PR #673, opened 2026-07-24
Code literals: inline [| ... |] templates

egonSchiele:
Implements the code-literal spec (`docs/superpowers/specs/2026-07-23-code-literals-design.md`, review-revised) per its plan (`docs/superpowers/plans/2026-07-24-code-literals.md`): inline `[| ... |]` templates that parse at compile time and evaluate to ordinary `Code` values.

```
const guardTpl = [|
  def guarded(): string {
    const ms: number = #minutes
    #body
    return "done"
  }
|]
const partial = fill(guardTpl, { body: [| print("step") |] })
```

## The formatter gate ran first — and found four pre-existing generator bugs

The spec's riskiest promise is that `fmt` reformats literal bodies, which rests on the canonical generator being clean on unlowered template-mode nodes. The plan sequenced a whole-corpus round-trip/idempotence gate before any feature work, and its first run found four real bugs, each fixed with a pinned repro:

- **Semantic corruption:** a parenthesized compound base printed bare — `(a ?? "").toUpperCase()` became `a ?? "".toUpperCase()`, re-associating the chain. `fmt` was corrupting `stdlib/data/finance/edgar.agency`.
- A zero-parameter signature with a long return+raises clause wrapped to an unparseable `(\n\n)` (`stdlib/notes/apple.agency` printed unparseable output).
- Node imports rendered twice (collected in two passes), duplicates compounding on every `fmt` pass.
- Import hoisting left orphaned blank lines that shifted on every pass instead of converging.

The gate's comparison contract is stated in the file: code nodes compare in order; imports and comments compare as content-preserving multisets (sorting/hoisting are policy); vertical-whitespace stability is the idempotence invariant's job.

## The feature, by layer

- **fill relaxation** (own commit): a `statements` hole accepts an `expr` fragment (an expression IS a legal statement; the graft is the identity). Deliberately inverts the old rejection test; guards pin the preserved rows. This closes the only gap smallest-first kind inference leaves — `statements` already accepted `program`.
- **Parser**: body parses at parse time of the enclosing file (unlowered template mode, holes intact), kind inferred smallest-first (`expr` → `statements` → `program`). The end-scan finds `|]` in code position by **reusing the real string/comment parsers** — zero escaping rules; `|]` inside strings, comments, and interpolations is inert (all pinned with content assertions, not bare `.success`). Nested `[|` is a directive error. Empty body = empty statements fragment, matching `parseStatements("")`.
- **Two substrate discoveries** the plan's "fiddliest area" flag paid for: tarsec keeps three module-global states (position input string, rightmost-failure record, memo caches) that nested parses clobber — all saved/restored, or the enclosing parse's error formatter crashes on negative offsets. And tarsec's `label()` saves/restores the rightmost record around every labeled region, scrubbing any deep failure recorded inside a literal — so literal errors travel a dedicated channel that `_parseAgency` (and the `TarsecError` catch) prefer when at least as deep as the generic failure. Body-error lines map into enclosing-file coordinates, additive under the prelude offset (hand-computed expectations, tested in both modes).
- **Host-side leaf-ness, four levers**: no `walkNodes` case (leaf for free — `walkNodes` untouched, per the plan's global constraint); `codeLiteral.nodes` deliberately NOT in `bodySlots` (comment at the spot where someone would helpfully add it, plus a pinning test); `NO_EXPRESSION_SLOTS` registration (forced by the completeness test); `WALKER_EXCLUDED_FIELDS["codeLiteral.nodes"]` tripwire ruling, live now that the corpus contains literals. A fifth forcing function surfaced on its own: `identifierSlots.ts` is exhaustively typed over `AgencyNode` and demanded its entry at compile time.
- **Formatter**: `[| ... |]` prints with the body one indent level deeper (inline for one-line expr bodies) via `printCodeLiteralBody` — the same text codegen embeds. `fmt` reformats bodies deliberately. Byte-exact goldens pin the text (mis-indented body canonicalized, inline form, comment survival).
- **Codegen/runtime**: the builder emits `__codeLiteral(printedBody, kind)`; the runtime reconstructs through the SAME `parseCodeLiteralBody` and asserts the recorded kind — compile and runtime cannot diverge by drift. Reuses Code-serializes-as-source; no second representation.
- **Typechecker**: the literal synthesizes the structural equivalent of stdlib `Code`, built through the type-alias production (field encodings match by construction) with the exact `"agencyProgram"` literal and kind union. One guard in `scopes.ts`: a variable bound to a literal keeps the unwidened type — `widenType` deep-widens record fields, which would have broken the flagship `const tpl = [| ... |]; fill(tpl, ...)` flow (found by the plan-mandated compatibility test). Quoted bodies produce no host diagnostics, tested non-vacuously with a sanity anchor.

## End-to-end proof (execution fixtures, no LLM calls)

- `literalCompose`: three literals, partial fill, composition with a hole still open, `origin: "helpers"` on the grafted hole, generated program runs under a `std::run` handler → `"lit-ok"`.
- `literalAcrossCheckpoint`: a literal-built `Code` value survives an interrupt checkpoint and fills after resume.
- `literalInterpolationPassthrough`: the no-splice guarantee — `${x}` in a body runs in the GENERATED program; `holesOf` sees no hole for it. (The fixture itself demonstrates the host/quoted boundary: its own guard string needed `\${x}`, the literal body did not.)
- `literalBadBody`: `expectedCompileError` through the real compile path, with the mapped body line.
- Equivalence pinned as an equality: `toSource` of a literal-built value === the file-template print (one printer — `_toSource` IS `generateAgency`).

## Notes for review

- Spec open question 1 resolved structurally (no alias-naming mechanism needed; the `fill()` compatibility test is the proof); open question 2 decided as empty-statements-fragment with the consistency rationale in the test.
- The `literalBadBody` fixture is intentionally unparseable and is excluded from the formatter gate by name, with its reason.
- One tiny audit commit ("block bodies for the loc-shift one-line ifs") is missing the Co-Authored-By footer — committed inline by mistake, and amending is off the table per house rules.
- Full suite: 9,420 green; lint clean; LSP suite green (literals are opaque expressions to it, as specced); `make` + `make fixtures` run (95 `.mjs` files gained one import line). CI runs the agency suite.


packages/agency-lang/lib/typeChecker/synthesizer.ts
```diff
@@ -4,6 +4,36 @@ import { AgencyNode, Expression, VariableType, ValueAccess, formatUnitLiteral }
...
+ *  string-literal types) match by construction; the bare
+ *  variableTypeParser encodes optionality differently and the record
+ *  comparison rejects the mismatch. The `type` and `kind` fields are the
+ *  EXACT literal and union from Code: structural assignability into a
+ *  literal-typed field is directional, so a widened `string` here would
+ *  fail fill(template: Code). Structural typing is what lets the literal
+ *  flow into std::agency's fill/holesOf/toSource without any mechanism
+ *  for naming a stdlib alias from the checker. */
+function parseCodeLiteralType(): VariableType {
+  const source = [
```
egonSchiele, line 34: I don't understand why we write this into a string and then parse it

packages/agency-lang/lib/backends/agencyGenerator.ts
```diff
@@ -1260,12 +1306,45 @@ export class AgencyGenerator {
...
+    // A compound base only exists because the source parenthesized it
+    // (`(a ?? b).toUpperCase()` parses via parenAccess). Printing it bare
+    // re-associates the chain onto the base's RIGHT OPERAND — semantic
+    // corruption, caught by the round-trip gate on edgar.agency. Any base
+    // that binds looser than member access gets its parens back.
+    if (
+      node.base.type === "binOpExpression" ||
+      node.base.type === "typeTestExpression" ||
+      node.base.type === "isExpression"
+    ) {
```
egonSchiele: **Confirmed semantic corruption for a base type not in this denylist: `tryExpression`.**

On the built branch:

```
def f(x: any): any {
  return (try x).foo
}
```
formats to `return try x.foo`, i.e. `try (x.foo)` — the parens are dropped and the chain re-associates. Same class as the edgar fix this block was written for; it just isn't in the corpus so the gate didn't catch it. (`(-x).foo` doesn't parse, so that one's safe; `!`/`typeof` happen to round-trip.)

A denylist here is fragile — it's one new looser-than-member-access expression kind away from silently corrupting again (pipe/`catch`/ternary are worth auditing too). Consider inverting to a **safe-base allowlist**: parenthesize unless `node.base.type` is one of the member-access-safe atoms (`variableName`, `functionCall`, `valueAccess`, literals, an already-parenthesized form). That fails closed instead of open.

packages/agency-lang/lib/typeChecker/scopes.ts
```diff
@@ -194,7 +194,13 @@ export function declareVariable(
     );
   }
   const inferred = synthType(node.value, scope, ctx);
-  scope.declare(node.variableName, widenType(inferred), isConst);
+  // A code literal's synthesized type IS the fixed structural Code shape;
+  // widening its literal discriminants (type: "agencyProgram" → string)
+  // would break assignability into fill(template: Code). Widening exists
+  // to relax literal-EXPRESSION types for rebinding; a variable holding a
+  // literal always holds a Code value, so there is nothing to relax.
+  const declared = node.value.type === "codeLiteral" ? inferred : widenType(inferred);
```
egonSchiele: This guard is the right idea, but it keys on the **AST shape** of the RHS (`node.value.type === "codeLiteral"`) rather than on the type being the structural `Code` shape. I couldn't break it — `const a = otherLiteralVar` and `const c = partial.value` both widen fine (the latter carries the nominal `Code` alias). But a literal that reaches a `const`/`let` through a ternary or array element (`const ts = [ [| a |], [| b |] ]`, then `ts[0]`) wouldn't match this check and would get `widenType`'d, potentially breaking a later `fill(...)`.

Two options: (a) add a defensive test for the ternary/array-of-literals path and confirm it's fine, or (b) make the guard type-directed — skip widening when `inferred` already *is* the `Code` structural shape (`type: "agencyProgram"`), which covers every way a literal-typed value can arrive, not just the direct-assignment syntax.

egonSchiele (commented):
## Review: Code literals `[| ... |]`

I read this at the level of the parser substrate, the formatter fixes, the `fill` relaxation, the typechecker widening guard, and the leaf-ness levers, and ran a few probes against the built branch. This is high-quality work — notably, the plan's flagged risks were actually paid down rather than papered over. One confirmed pre-existing formatter bug in the exact class this PR is hardening, and a handful of minor notes below.

### What's genuinely well done

- **The formatter gate earned its keep.** Running a whole-corpus round-trip/idempotence sweep *before* the feature flushed out four real pre-existing generator bugs, including a semantic-corruption one (`(a ?? "").toUpperCase()` → `a ?? "".toUpperCase()`). Each fix has a minimal pinned repro alongside the broad corpus net. That's the right shape.
- **The end-scan reuses the real string/comment parsers** (`_stringParser`, `commentParser`, `multiLineCommentParser` via `consumeWith`) instead of a hand-rolled lexer, so the scan and the grammar agree by construction. I checked the memo concern this raises: tarsec's memo is keyed by the input *string*, and the scan runs while the global input is still the enclosing input, so cached `loc`s stay valid — no pollution. Good.
- **Location mapping is tested with hand-computed exact lines** (`Line 3, col …`) in both the no-offset and additive-prelude-offset modes, plus a body-node loc assertion. The `strippedPrefix` accounting for trimmed leading whitespace is exactly the subtlety that's easy to miss.
- **End-scan inertness tests assert body *content***, not bare `.success` — including `|]` inside a nested interpolation string *and* `|]` in interpolation code position pinned as a decision.
- **The synthesized `Code` type uses the exact `"agencyProgram"` literal and kind union**, and the `scopes.ts` widening guard keeps a literal-bound variable's type unwidened so the flagship `const tpl = [| … |]; fill(tpl, …)` flow typechecks. The `__codeLiteral` runtime constructor shares `parseCodeLiteralBody` with compile and asserts the recorded kind, so compile/runtime can't drift.
- All five host-leaf-ness forcing functions are present (`NO_EXPRESSION_SLOTS`, `bodySlots` non-registration + comment, `WALKER_EXCLUDED_FIELDS`, `identifierSlots`, and the completeness test), and the leaf-ness execution test is non-vacuous.

### One confirmed bug (pre-existing, but in this PR's blast radius)

The paren re-parenthesization fix in `agencyGenerator.ts` uses a **denylist** of base types (`binOpExpression`, `typeTestExpression`, `isExpression`). It misses `tryExpression`. On the built branch:

```
(try x).foo   →   try x.foo        // re-associates to try (x.foo) — semantic corruption
```

Same class as the edgar fix; it slips the gate only because no corpus file has this shape. Details inline. Recommend flipping to a *safe-base allowlist* rather than enumerating every looser-binding base — a denylist here is one new expression kind away from silently corrupting again.

### Minor notes / questions (all inline)

- `scopes.ts` widening guard is AST-shape-based (`node.value.type === "codeLiteral"`). I couldn't break it (aliasing and `.value` both widen fine), but a literal reaching a `const` through a ternary/array might escape the syntactic check — worth a defensive test or a type-directed guard.
- `scanCodeLiteralBody` runs the real parsers *before* the rightmost-failure save/restore that `parseCodeLiteralBody` sets up — a scan-internal `recordFailure` can leak into the enclosing parse's error record. Low severity, but inconsistent with the care taken a few lines down.
- `__codeLiteral` re-parses the body (and `resetMemos()`) on every evaluation — a literal in a hot loop re-parses each iteration. Probably fine, matching `parseExpr`, but worth a comment.
- Kind inference: the `expr` rest-check uses `.rest.trim()` while the `statements` check uses `stripSentinels(...).trim()`, so a lone expression followed by a blank line infers `statements`, not `expr`. Harmless (the relaxation makes both fill the same holes) but asymmetric.

Nothing here is merge-blocking except your call on the `try`-paren corruption. Nice work.

packages/agency-lang/lib/parsers/parsers.ts
```diff
@@ -2934,6 +2950,301 @@ export const schemaAccessParser: Parser<ValueAccess> = memo(
...
+      return {
+        ok: false,
+        error:
+          "nested code literals are not supported; build the inner piece as its own value and graft it into a hole",
+        at: i,
+      };
+    }
+    const ch = input[i];
+    if (ch === '"' || ch === "'" || ch === "`") {
+      const skipped = consumeWith(_stringParser, input, i);
```
egonSchiele: Nice — reusing the real parsers here (rather than a hand-rolled lexer) makes the scan and grammar agree by construction, and the memo caches are string-keyed so there's no pollution from running them during the enclosing parse.

One asymmetry though: this scan runs `_stringParser` / `commentParser` **before** the `saveRightmostFailure()` / `restoreRightmostFailure()` guard that `parseCodeLiteralBody` sets up a few lines down. A string/comment parse that internally tries and fails an alternative can `recordFailure` onto the *enclosing* parse's rightmost record. Low severity (it only affects which error surfaces if the enclosing parse later fails), but given the deliberate care taken with rightmost-failure state in `parseCodeLiteralBody`, wrapping the scan in the same save/restore would make the treatment consistent.

egonSchiele:
Refactored onto tarsec 0.5.1 (commit c9f1399b3) — the imperative literal plumbing is gone, replaced by the four new combinator features. Net **−147 lines** across the two parser files (−292/+151 with the lockfile), and the comments shrank more than the code, since most existed to explain global-state hazards that no longer exist.

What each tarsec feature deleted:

======

▶ [Directions for this task]: Restate verbatim the first line above and all lines after it through the line containing "- A zero-parameter"; omit the rest.

▶ [Exercise result]:
PR #673, opened 2026-07-24
Code literals: inline [| ... |] templates

egonSchiele:
Implements the code-literal spec (`docs/superpowers/specs/2026-07-23-code-literals-design.md`, review-revised) per its plan (`docs/superpowers/plans/2026-07-24-code-literals.md`): inline `[| ... |]` templates that parse at compile time and evaluate to ordinary `Code` values.

```
const guardTpl = [|
  def guarded(): string {
    const ms: number = #minutes
    #body
    return "done"
  }
|]
const partial = fill(guardTpl, { body: [| print("step") |] })
```

## The formatter gate ran first — and found four pre-existing generator bugs

The spec's riskiest promise is that `fmt` reformats literal bodies, which rests on the canonical generator being clean on unlowered template-mode nodes. The plan sequenced a whole-corpus round-trip/idempotence gate before any feature work, and its first run found four real bugs, each fixed with a pinned repro:

- **Semantic corruption:** a parenthesized compound base printed bare — `(a ?? "").toUpperCase()` became `a ?? "".toUpperCase()`, re-associating the chain. `fmt` was corrupting `stdlib/data/finance/edgar.agency`.
- A zero-parameter signature with a long return+raises clause wrapped to an unparseable `(\n\n)` (`stdlib/notes/apple.agency` printed unparseable output).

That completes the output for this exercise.